PR #1471, opened 2023-06-29
Remove check for wasm limit size in state sync

### LINKED ISSUE #1467: Accept wasm data from state-sync as valid
The max code size limit must not prevent a legacy contract to be stored when it was accepted before:
Follow up on https://twitter.com/pwnfoo/status/1674052643214307329

pinosu:
Resolves #1467

### DIFF
--- a/x/wasm/ioutils/ioutil.go
+++ b/x/wasm/ioutils/ioutil.go
@@ -11,22 +11,8 @@ import (
 )
 
 // Uncompress expects a valid gzip source to unpack or fails. See IsGzip
-func Uncompress(gzipSrc []byte) ([]byte, error) {
-	zr, err := gzip.NewReader(bytes.NewReader(gzipSrc))
-	if err != nil {
-		return nil, err
-	}
-	zr.Multistream(false)
-	defer zr.Close()
-
-	bz, err := io.ReadAll(zr)
-	return bz, err
-}
-
-// UncompressWithLimit fails if wasm size exceeds the limit.
-// It expects a valid gzip source to unpack or fails. See IsGzip
-func UncompressWithLimit(gzipSrc []byte, limit uint64) ([]byte, error) {
-	if uint64(len(gzipSrc)) > limit {
+func Uncompress(gzipSrc []byte, limit int64) ([]byte, error) {
+	if int64(len(gzipSrc)) > limit {
 		return nil, types.ErrLimit.Wrapf("max %d bytes", limit)
 	}
 	zr, err := gzip.NewReader(bytes.NewReader(gzipSrc))
@@ -35,7 +21,7 @@ func UncompressWithLimit(gzipSrc []byte, limit uint64) ([]byte, error) {
 	}
 	zr.Multistream(false)
 	defer zr.Close()
-	bz, err := io.ReadAll(LimitReader(zr, int64(limit)))
+	bz, err := io.ReadAll(LimitReader(zr, limit))
 	if types.ErrLimit.Is(err) {
 		return nil, errorsmod.Wrapf(err, "max %d bytes", limit)
 	}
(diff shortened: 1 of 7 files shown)


x/wasm/ioutils/ioutil.go
```diff
@@ -11,7 +11,21 @@ import (
...
+	zr.Multistream(false)
+	defer zr.Close()
+
+	bz, err := io.ReadAll(zr)
+	return bz, err
+}
+
+// UncompressWithLimit fails if wasm size exceeds the limit.
+// It expects a valid gzip source to unpack or fails. See IsGzip
+func UncompressWithLimit(gzipSrc []byte, limit uint64) ([]byte, error) {
```
alpe, line 28: This will break api compatibility easily. Let's keep the old name just in case. The param is self explaining

x/wasm/ioutils/ioutil.go
```diff
@@ -11,7 +11,21 @@ import (
 )
 
 // Uncompress expects a valid gzip source to unpack or fails. See IsGzip
-func Uncompress(gzipSrc []byte, limit uint64) ([]byte, error) {
+func Uncompress(gzipSrc []byte) ([]byte, error) {
```
alpe, line 14: No need to copy the code. Instead of adding a new method, you can simply pass `math.MaxUint` as limit. This makes it also more readable on the caller, IMHO.

x/wasm/ioutils/ioutil_test.go
```diff
@@ -23,6 +23,51 @@ func TestUncompress(t *testing.T) {
...
+		t.Run(msg, func(t *testing.T) {
+			r, err := Uncompress(spec.src)
+			require.True(t, errors.Is(spec.expError, err), "exp %v got %+v", spec.expError, err)
+			if spec.expError != nil {
+				return
+			}
+			assert.Equal(t, spec.expResult, r)
+		})
+	}
+}
```
alpe, line 62: good test. But we would need one on the snapshotter to ensure a file > MaxWasmSize is accepted.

• • •

_Try it:_
"Close" is the word to look for; copy every line of the data that has it.

_Task output:_
-	defer zr.Close()
 	defer zr.Close()
+	defer zr.Close()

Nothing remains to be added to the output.